Matthew Yglesias points out the obvious:

The presidency is extremely important, of course. But there are also thousands of critically important offices all the way down the ballot. And the vast majority — 70 percent of state legislatures, more than 60 percent of governors, 55 percent of attorneys general and secretaries of state — are in Republicans hands. And, of course, Republicans control both chambers of Congress. Indeed, even the House infighting reflects, in some ways, the health of the GOP coalition. Republicans are confident they won’t lose power in the House and are hungry for a vigorous argument about how best to use the power they have.

In that much, Yglesias is right. The left (and the DNC) needs to lose its quadrennial infatuation with the race at the top of the ticket if it wants to regain control of the Congress and the state legislatures (and redistricting) by the 2020 census. “See you in four years,” one voter cheerfully told one of our electioneers outside the county Board of Elections in 2008. We elected the first black president and passed the ACA. Democrats went back to their couches and let Obama handle (or not handle) the rest. Millions of Democrats stayed home in 2010, as they do habitually in off-year elections, and ceded redistricting control to Republican legislatures. The GOP had REDMAP, and Democrats helped them make it successful. In 2014, the country got redder and the gerrymandering got worse. Here is what election night looked like across the South in 2014:

President Hillary Clinton won’t fix that. President Bernie Sanders won’t either. You have to fix that.

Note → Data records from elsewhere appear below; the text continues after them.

PR #6838, opened 2023-10-31
CHEF-7694 (CHEF-8271) : Fix security_policy resource returns array for non comma separated values

Vasu1105:
## Description

Security Policy which non-comma separated string for example for LockDuration the assigned value is -1 but currently it returns an array ["-1"] which fails the control.  This is a regression introduced in #5629 and this PR fixes that and adds additional data to test.

Example:

```
    describe security_policy do
      its("LockoutDuration") { should be >= "-1" }
    end
  end


Security Policy LockoutDuration is expected to be >= -1
expected: >= "-1"
     got:    ["-1"]
```

Failing Test before fix: https://buildkite.com/chef/inspec-inspec-main-verify-private/builds/377#018b878c-b850-4777-87f2-797bb9a30d7b/1038-1324

## Types of changes

## Checklist:

### DIFF
--- a/lib/inspec/resources/security_policy.rb
+++ b/lib/inspec/resources/security_policy.rb
@@ -169,9 +169,11 @@ module Inspec::Resources
       # special handling for string values with "
       elsif !(m = /^\"(.*)\"$/.match(val)).nil?
         m[1]
+      # When there is Registry Values value is not seprated with comma we are not spliting the value for backward compatibility
+      elsif !key.include?("\\") && val.match(/,/)
+        val.split(",")
       else
-        # When there is Registry Values we are not spliting the value for backward compatibility
-        key.include?("\\") ? val : val.split(",")
+        val
       end
     end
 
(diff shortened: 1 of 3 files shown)


ahasunos:
As mentioned in the example by you:

```
describe security_policy do
  its("LockoutDuration") { should be >= "-1" }
end
```

Should the value of lockout duration be of type string as mentioned above `"-1"` or a numeric type `-1`?

Vasu1105:
> As mentioned in the example by you:
> 
> ```
> describe security_policy do
>   its("LockoutDuration") { should be >= "-1" }
> end
> ```
> 
> Should the value of lockout duration be of type string as mentioned above `"-1"` or a numeric type `-1`?

It's a string

lib/inspec/resources/security_policy.rb
```diff
@@ -169,9 +169,11 @@ def extract_value(key, val)
       # special handling for string values with "
       elsif !(m = /^\"(.*)\"$/.match(val)).nil?
         m[1]
+      # When there is Registry Values value is not seprated with comma we are not spliting the value for backward compatibility
```
Nik08: Can you explain this comment in more detail with an example? This comment has a few typos as well.

Nik08 (approved):
LGTM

If 80 percent of life is just showing up, Howard Dean had it right with his 50 state plan. Mark Warner got close when he told Yearly Kos in 2006, “[W]e cannot just go after 16 states and then try to hit a triple bank-shot to get Ohio or Florida.” Of course, Warner meant Democrats should field a presidential candidate that could compete in 50 states. What Democrats need to do instead is strengthen state parties and compete down-ballot in 50 states. Dean understands this. If you don’t show up to play, you forfeit. While we bicker about Hillary vs. Bernie, the GOP shows up to play in states where the DNC doesn’t dedicate resources the way Dean wanted to.

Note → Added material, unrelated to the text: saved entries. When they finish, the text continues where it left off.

PR #6847, opened 2023-11-07
Remove checks for export

sathish-progress:
The `checks` subfield should not be available part of the `controls` data structure for `inspec export`.

## Description

`check` are basically list of tests per control. This is used to check for availability of tests during `inspec check` where as it is not needed for `export` action. 
In the legacy mode, we [delete the checks ](https://github.com/inspec/inspec/blob/ee490412e811de57023002384089fcb8545dde71/lib/inspec/profile.rb#L462) while running export. With the recent changes, since it is a costly operation to populate these values at first place this change by default does not populate it and provides an option to populate checks when needed. In this case, the only action that needs it are `inspec check`. 

## Types of changes

## Checklist:

### DIFF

Aside from Supreme Court picks, the real fight is not in Washington, D.C. but in the states. Sending an Obama or (current crush) Sanders to the White House without substantial gains in the House, Senate, and in state legislatures is a recipe for the same kind of congressional gridlock we have already, and for continued erosion of voting and personal rights, and degradation of infrastructure and public education in the states. Those red states in the middle of the country the DNC ignores may not have many people or electoral votes, but they each get two U.S. Senators and state legislatures. The left cannot afford to ignore that.

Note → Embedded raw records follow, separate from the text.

PR #619, opened 2017-04-19
Update probabilistic_pca_subsampling.py

Phdntom:
`inference` not defined in batch print statement.

 Looks like `inference` --> `inference_w` is the appropriate fix.


dustinvtran:
LGTM

PR #622, opened 2017-04-26
Polished util/tensorflow.py

KonstantinLukaschenko:
Removed unused variables and imports from `util/tensorflow.py`


dustinvtran:
LGTM

PR #630, opened 2017-05-01
Notebooks/data feed example

janekberger:
Added a simple example for feeding batches to a placeholder to the bayesian linear regression notebook.


dustinvtran:
This is great! The modified code makes sense. Can you also rewrite some of the text to emphasize that this notebook is to teach how to do batch training? You can also change the title to make this emphasis to something like "Batch training" or "Data subsampling".

I can help later to reformat the notebook so it's also renderable on the website.

janekberger:
Thanks for the suggestions, I committed an update.

dustinvtran:
Apologies for the delay. I will merge this now. Then I'll add an additional commit for an equivalent `tex` version to be available on the website. Thanks again.

PR #632, opened 2017-05-01
* Fix undefined variable in bayesian neural network example.

KonstantinLukaschenko:
The tensorflow placeholder is defined as X (uppercase) in this example.


dustinvtran:
LGTM

PR #633, opened 2017-05-03
Unify number of iterations in the getting started notebook.

KonstantinLukaschenko:
The posterior plot title declares 1000 iterations, while the code uses 500. Unify the amount of iterations in this example to 1000 to avoid confusion.


dustinvtran:
LGTM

But look again at the graphic above. North Carolina was the only state in the country with a net pickup of state legislature seats last year. Instead of wringing hands over all that red, maybe the DNC, DSCC and DCCC should be asking themselves what those guys did right. In nonpartisan judicial elections in 2014, North Carolina Democrats also took three out of three contested Supreme Court races and won two out of three contested Appeals Court races. And those, in a sweep election where the GOP should have won it all. Republicans in the North Carolina legislature responded in 2015 by changing the way North Carolina elects judges.

Late in the afternoon on Election Day 2014, an election protection attorney from Massachusetts told me with some respect, “I have never seen an operation like this.” That was before the polls closed and we picked up two of those three legislative seats, one from an ALEC board member. Those were in state house districts Republicans drew to be safe GOP seats.

Yglesias writes, “But Democrats have nothing at all in the works to redress their crippling weakness down the ballot.” Nothing? Maybe they are just not looking. Maybe they are not looking in the right place.

People ask me, Bernie or Hillary? I tell them I don’t care. As long as the Democratic nominee sends me lawyers, guns and money.